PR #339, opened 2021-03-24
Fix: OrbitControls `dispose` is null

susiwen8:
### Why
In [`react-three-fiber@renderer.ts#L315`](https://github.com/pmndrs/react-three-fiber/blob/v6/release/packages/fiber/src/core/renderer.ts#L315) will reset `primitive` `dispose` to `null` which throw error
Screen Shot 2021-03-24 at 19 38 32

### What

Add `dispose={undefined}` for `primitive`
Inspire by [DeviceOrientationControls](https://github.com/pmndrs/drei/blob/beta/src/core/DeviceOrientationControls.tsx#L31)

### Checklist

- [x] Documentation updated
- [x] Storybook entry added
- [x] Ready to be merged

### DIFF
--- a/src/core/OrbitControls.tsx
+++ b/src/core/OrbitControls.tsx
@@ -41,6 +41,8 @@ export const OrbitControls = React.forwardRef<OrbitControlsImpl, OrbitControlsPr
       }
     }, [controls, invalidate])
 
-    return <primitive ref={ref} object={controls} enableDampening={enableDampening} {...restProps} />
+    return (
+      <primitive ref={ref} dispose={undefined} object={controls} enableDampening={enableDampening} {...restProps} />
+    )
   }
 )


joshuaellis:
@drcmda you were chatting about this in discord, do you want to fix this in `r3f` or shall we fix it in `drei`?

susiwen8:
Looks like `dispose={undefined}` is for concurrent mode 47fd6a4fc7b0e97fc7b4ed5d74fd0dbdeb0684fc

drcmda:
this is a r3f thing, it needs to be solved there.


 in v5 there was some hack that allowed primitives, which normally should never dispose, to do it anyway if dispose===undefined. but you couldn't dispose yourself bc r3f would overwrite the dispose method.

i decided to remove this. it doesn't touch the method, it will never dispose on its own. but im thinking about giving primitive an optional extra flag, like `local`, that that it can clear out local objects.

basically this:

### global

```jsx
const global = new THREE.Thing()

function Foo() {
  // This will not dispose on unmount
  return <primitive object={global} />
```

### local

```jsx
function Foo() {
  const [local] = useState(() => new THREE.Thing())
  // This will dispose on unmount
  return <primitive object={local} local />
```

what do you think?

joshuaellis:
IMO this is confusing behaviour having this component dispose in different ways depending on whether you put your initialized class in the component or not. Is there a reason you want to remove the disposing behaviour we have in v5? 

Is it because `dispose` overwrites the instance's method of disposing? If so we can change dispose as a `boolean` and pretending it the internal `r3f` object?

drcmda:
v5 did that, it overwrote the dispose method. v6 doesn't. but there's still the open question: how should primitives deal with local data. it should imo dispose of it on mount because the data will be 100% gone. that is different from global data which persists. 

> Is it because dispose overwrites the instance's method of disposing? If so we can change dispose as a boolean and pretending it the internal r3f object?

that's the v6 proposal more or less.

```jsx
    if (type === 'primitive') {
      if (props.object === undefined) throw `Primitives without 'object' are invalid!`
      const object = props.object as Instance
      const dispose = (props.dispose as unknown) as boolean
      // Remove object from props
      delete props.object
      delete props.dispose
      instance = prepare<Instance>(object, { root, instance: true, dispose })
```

++++++++++

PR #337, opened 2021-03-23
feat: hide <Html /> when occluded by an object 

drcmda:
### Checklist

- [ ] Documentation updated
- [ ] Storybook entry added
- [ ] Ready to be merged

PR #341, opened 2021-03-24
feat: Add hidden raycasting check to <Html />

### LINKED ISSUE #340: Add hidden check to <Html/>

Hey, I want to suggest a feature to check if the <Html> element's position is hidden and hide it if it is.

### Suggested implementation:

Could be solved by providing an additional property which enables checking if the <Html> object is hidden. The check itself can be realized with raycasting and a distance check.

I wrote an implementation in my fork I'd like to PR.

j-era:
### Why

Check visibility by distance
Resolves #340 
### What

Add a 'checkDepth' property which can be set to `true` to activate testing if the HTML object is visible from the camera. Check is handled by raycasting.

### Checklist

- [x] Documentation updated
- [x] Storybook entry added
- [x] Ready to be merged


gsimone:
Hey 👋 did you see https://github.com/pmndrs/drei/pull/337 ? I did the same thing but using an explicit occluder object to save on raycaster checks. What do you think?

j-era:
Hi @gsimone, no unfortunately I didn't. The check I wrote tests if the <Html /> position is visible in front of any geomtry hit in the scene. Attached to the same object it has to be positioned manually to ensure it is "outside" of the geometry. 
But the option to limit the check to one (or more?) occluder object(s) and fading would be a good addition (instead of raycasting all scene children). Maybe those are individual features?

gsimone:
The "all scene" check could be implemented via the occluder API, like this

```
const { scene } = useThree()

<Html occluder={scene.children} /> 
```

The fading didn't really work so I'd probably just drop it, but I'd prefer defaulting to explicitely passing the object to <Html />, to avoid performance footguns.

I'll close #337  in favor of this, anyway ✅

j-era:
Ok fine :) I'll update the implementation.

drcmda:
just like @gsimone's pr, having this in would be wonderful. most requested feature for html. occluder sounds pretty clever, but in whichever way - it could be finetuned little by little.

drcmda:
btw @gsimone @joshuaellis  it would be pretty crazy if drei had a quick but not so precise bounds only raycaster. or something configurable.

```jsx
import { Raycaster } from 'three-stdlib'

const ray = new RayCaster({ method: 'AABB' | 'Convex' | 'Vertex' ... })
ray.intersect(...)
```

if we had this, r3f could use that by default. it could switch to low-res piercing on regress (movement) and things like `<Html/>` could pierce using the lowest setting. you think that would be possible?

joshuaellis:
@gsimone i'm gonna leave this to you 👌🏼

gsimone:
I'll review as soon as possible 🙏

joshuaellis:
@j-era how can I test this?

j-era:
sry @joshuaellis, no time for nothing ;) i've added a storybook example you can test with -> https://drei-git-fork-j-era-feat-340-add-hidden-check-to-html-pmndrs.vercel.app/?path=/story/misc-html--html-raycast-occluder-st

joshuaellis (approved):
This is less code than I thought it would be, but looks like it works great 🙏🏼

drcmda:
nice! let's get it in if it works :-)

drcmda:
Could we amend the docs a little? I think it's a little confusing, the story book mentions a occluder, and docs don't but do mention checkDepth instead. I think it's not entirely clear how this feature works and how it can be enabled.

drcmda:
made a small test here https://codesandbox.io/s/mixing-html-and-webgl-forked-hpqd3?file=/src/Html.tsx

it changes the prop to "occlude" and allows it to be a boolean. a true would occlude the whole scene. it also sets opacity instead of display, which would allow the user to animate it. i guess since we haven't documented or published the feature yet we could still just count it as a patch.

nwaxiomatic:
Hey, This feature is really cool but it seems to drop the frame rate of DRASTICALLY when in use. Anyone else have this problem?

++++++++++

Work instructions
What is the number of lines in the listing above that contain the string "enableDampening"? Give only the number.

Exercise answer
2